Look at the entries below and reproduce them exactly.

##### INPUT MATERIAL #####

Issue #336, opened 2021-08-30
Data consistency issue  in backend API search results and the stored documents.


curtkohler:
**Describe the bug**
Data consistency issue  in backend API search results and the stored documents.

We have been using our own internal parsing engine(with custom tokenization rules),  formatting the results into Odinson JSON documents, and then loading them into an Odinson index.  While everything works well for the most part, occasionally I've been seeing match spans that appear to be off by one or two. I initially assumed an edge case issue in my code, but digging deeper I think there is a conflict between backend and core. After looking at things in more detail, it became apparent that extra tokens are being generated in the query response's "words" field in at least the execute/pattern API call. As I mentioned, we have a custom tokenization which allows for embedded whitespace in some tokens. These tokens (along with some other cases) appear to be getting split when generating the API response for a query. The api's sentence call results show the index contains the un-split tokens. It also appears that the match offsets returned in the query response align correctly with the un-split tokenization as well.

I believe that the Lucene analyser is being applied to the already parsed tokens when the OdinsonController calls the core's DataGatherer.getTokens() call - which is further spliting things.  That seems odd given that you are already dealing with pre-tokenized fields, but it my be necessary for some other aspect of the code base I haven't looked at.

I'm attaching an example scoreDoc entry from a  query result as well as the corresponding sentence request output. You can see that the token. 'Figure 3' becomes two separate tokens in the query response each time it appears in the sentence.

**Expected behavior**
I would expect Odinson backend API to respect the tokenization of the loaded docs and not re-define it.

[ExampleSentenceResponse.txt](https://github.com/lum-ai/odinson/files/7076936/ExampleSentenceResponse.txt)
[ExampleQueryResponse.txt](https://github.com/lum-ai/odinson/files/7076937/ExampleQueryResponse.txt)

myedibleenso:
Hi, @curtkohler .  Thank you for reporting this.  We'll dig in.  Just to confirm: the sentence in `ExampleSentenceResponse.txt` has the ID 5035?

curtkohler:
Yes, that was returned by the API call:  http://XX.XX.XX.XX:8001/api/sentence?sentenceId=5035. Happy to provide the entire original JSON document that was indexed if needed, but I suspect just creating a test JSON doc with the one sentence (less the two additional fields we've added) would be enough to work with.  Also, there are a couple of other Figure references in that particular sentence that we treat as a single token that are getting split up as well.

danebell:
[...]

#####

--- OUTPUT OF THE EXERCISE ---
Issue #336, opened 2021-08-30
Data consistency issue  in backend API search results and the stored documents.


curtkohler:
**Describe the bug**
Data consistency issue  in backend API search results and the stored documents.

We have been using our own internal parsing engine(with custom tokenization rules),  formatting the results into Odinson JSON documents, and then loading them into an Odinson index.  While everything works well for the most part, occasionally I've been seeing match spans that appear to be off by one or two. I initially assumed an edge case issue in my code, but digging deeper I think there is a conflict between backend and core. After looking at things in more detail, it became apparent that extra tokens are being generated in the query response's "words" field in at least the execute/pattern API call. As I mentioned, we have a custom tokenization which allows for embedded whitespace in some tokens. These tokens (along with some other cases) appear to be getting split when generating the API response for a query. The api's sentence call results show the index contains the un-split tokens. It also appears that the match offsets returned in the query response align correctly with the un-split tokenization as well.

I believe that the Lucene analyser is being applied to the already parsed tokens when the OdinsonController calls the core's DataGatherer.getTokens() call - which is further spliting things.  That seems odd given that you are already dealing with pre-tokenized fields, but it my be necessary for some other aspect of the code base I haven't looked at.

I'm attaching an example scoreDoc entry from a  query result as well as the corresponding sentence request output. You can see that the token. 'Figure 3' becomes two separate tokens in the query response each time it appears in the sentence.

**Expected behavior**
I would expect Odinson backend API to respect the tokenization of the loaded docs and not re-define it.

[ExampleSentenceResponse.txt](https://github.com/lum-ai/odinson/files/7076936/ExampleSentenceResponse.txt)
[ExampleQueryResponse.txt](https://github.com/lum-ai/odinson/files/7076937/ExampleQueryResponse.txt)

myedibleenso:
Hi, @curtkohler .  Thank you for reporting this.  We'll dig in.  Just to confirm: the sentence in `ExampleSentenceResponse.txt` has the ID 5035?

curtkohler:
Yes, that was returned by the API call:  http://XX.XX.XX.XX:8001/api/sentence?sentenceId=5035. Happy to provide the entire original JSON document that was indexed if needed, but I suspect just creating a test JSON doc with the one sentence (less the two additional fields we've added) would be enough to work with.  Also, there are a couple of other Figure references in that particular sentence that we treat as a single token that are getting split up as well.

danebell:
[...]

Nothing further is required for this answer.